Task prompt: I would like each line of the data that holds the word "Node" copied out.

=== Begin Enclosure ===

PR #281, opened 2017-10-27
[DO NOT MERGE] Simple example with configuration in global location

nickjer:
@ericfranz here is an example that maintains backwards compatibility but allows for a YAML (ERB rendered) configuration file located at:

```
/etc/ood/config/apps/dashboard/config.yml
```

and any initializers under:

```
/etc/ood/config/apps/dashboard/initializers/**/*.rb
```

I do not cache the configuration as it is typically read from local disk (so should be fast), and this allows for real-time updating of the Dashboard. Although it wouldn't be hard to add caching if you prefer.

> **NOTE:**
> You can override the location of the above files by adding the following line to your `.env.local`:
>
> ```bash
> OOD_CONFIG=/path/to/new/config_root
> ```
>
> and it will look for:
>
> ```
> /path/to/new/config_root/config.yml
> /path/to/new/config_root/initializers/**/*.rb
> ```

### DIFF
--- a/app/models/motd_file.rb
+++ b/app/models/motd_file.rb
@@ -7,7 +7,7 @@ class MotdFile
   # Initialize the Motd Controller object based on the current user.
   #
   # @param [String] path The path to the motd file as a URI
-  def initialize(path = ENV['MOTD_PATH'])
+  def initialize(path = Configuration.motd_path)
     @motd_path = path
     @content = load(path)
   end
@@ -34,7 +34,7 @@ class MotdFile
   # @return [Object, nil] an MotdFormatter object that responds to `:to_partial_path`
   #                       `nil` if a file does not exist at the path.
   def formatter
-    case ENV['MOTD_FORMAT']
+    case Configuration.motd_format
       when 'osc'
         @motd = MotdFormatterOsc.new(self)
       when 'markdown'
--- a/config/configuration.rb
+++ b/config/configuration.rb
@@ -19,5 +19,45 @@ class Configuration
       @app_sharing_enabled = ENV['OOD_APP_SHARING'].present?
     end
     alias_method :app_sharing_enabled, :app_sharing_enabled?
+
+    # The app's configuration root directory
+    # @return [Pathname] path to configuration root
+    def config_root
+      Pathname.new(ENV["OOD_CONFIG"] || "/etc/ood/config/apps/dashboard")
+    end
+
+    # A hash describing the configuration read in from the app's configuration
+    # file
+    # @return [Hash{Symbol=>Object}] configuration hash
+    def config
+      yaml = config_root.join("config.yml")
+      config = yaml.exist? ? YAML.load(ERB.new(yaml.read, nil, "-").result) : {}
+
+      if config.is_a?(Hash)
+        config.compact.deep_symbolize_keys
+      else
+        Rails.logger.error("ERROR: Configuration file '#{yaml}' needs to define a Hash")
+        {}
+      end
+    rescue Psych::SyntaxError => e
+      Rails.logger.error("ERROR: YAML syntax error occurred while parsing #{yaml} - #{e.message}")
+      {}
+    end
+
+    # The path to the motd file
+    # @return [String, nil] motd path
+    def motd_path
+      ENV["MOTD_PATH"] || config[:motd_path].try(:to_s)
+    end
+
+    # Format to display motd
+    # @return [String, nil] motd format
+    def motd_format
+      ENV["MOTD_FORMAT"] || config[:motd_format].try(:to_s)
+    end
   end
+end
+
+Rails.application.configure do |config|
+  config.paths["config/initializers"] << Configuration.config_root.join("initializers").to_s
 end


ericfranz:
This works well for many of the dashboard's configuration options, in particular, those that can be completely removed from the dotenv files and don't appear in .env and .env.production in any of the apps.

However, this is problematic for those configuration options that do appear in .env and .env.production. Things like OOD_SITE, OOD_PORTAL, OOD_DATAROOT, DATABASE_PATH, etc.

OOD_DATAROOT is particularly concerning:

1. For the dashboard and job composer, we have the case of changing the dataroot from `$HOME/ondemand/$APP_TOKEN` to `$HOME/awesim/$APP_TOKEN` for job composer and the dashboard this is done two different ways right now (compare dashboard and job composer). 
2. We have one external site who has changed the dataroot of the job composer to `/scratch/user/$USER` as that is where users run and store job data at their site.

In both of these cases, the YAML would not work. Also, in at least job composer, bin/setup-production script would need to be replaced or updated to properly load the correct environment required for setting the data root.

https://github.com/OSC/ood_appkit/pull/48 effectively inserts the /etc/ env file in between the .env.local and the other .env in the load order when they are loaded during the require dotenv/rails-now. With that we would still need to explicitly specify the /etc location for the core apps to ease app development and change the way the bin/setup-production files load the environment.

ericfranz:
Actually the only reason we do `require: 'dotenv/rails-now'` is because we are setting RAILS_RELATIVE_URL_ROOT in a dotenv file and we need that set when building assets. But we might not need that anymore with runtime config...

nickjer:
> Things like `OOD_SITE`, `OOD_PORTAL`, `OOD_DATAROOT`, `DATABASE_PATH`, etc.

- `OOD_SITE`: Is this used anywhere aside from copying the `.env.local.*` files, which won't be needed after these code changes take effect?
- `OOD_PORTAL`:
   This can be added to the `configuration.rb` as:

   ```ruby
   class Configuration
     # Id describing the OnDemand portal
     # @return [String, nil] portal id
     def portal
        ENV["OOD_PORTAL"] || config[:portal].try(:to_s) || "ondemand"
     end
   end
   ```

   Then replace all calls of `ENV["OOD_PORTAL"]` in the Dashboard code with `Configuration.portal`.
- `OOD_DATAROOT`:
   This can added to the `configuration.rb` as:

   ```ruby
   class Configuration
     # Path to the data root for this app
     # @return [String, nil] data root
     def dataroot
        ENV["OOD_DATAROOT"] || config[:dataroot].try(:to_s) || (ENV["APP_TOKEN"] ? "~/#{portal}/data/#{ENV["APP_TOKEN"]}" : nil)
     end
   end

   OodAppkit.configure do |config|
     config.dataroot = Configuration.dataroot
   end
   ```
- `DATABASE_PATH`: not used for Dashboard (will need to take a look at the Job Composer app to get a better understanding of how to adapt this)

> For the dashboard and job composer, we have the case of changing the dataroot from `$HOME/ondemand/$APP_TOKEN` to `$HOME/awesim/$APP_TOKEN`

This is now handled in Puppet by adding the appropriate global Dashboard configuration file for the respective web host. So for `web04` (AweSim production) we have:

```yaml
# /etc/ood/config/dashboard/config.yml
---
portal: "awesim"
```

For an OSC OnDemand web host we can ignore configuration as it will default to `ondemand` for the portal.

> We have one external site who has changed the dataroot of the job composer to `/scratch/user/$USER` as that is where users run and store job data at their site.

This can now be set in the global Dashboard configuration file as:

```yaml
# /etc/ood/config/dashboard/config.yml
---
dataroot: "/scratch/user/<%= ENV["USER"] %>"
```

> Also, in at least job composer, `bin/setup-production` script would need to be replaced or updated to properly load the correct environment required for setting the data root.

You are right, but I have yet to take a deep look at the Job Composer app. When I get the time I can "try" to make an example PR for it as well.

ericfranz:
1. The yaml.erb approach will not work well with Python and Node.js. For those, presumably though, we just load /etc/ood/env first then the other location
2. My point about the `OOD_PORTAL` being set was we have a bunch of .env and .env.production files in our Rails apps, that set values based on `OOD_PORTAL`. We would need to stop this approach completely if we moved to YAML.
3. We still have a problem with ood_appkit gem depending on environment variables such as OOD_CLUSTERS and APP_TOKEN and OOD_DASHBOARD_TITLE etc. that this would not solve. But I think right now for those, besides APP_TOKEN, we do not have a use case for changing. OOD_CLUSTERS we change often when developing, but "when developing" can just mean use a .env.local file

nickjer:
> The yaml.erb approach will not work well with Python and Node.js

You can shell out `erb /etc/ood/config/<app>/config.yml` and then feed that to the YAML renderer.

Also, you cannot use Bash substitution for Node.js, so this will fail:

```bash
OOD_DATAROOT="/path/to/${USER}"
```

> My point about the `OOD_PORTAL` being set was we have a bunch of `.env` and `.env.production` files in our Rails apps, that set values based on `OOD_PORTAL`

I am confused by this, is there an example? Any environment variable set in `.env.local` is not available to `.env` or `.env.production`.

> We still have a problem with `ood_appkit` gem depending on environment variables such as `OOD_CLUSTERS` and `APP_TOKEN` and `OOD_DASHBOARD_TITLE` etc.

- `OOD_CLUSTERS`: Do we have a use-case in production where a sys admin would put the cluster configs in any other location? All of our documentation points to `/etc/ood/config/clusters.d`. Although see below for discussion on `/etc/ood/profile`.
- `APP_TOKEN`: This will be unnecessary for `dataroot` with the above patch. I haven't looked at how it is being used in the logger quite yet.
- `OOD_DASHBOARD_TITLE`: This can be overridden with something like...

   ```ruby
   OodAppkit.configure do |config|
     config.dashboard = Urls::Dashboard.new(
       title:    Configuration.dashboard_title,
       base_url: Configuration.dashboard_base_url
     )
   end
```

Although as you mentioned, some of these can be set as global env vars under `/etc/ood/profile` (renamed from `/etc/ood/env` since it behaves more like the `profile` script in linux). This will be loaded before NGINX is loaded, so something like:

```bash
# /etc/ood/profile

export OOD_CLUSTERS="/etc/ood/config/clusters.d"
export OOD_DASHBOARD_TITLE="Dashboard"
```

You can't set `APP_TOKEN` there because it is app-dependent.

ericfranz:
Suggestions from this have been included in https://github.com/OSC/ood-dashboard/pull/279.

=== End Enclosure ===

Task solution:
1. The yaml.erb approach will not work well with Python and Node.js. For those, presumably though, we just load /etc/ood/env first then the other location
> The yaml.erb approach will not work well with Python and Node.js
Also, you cannot use Bash substitution for Node.js, so this will fail:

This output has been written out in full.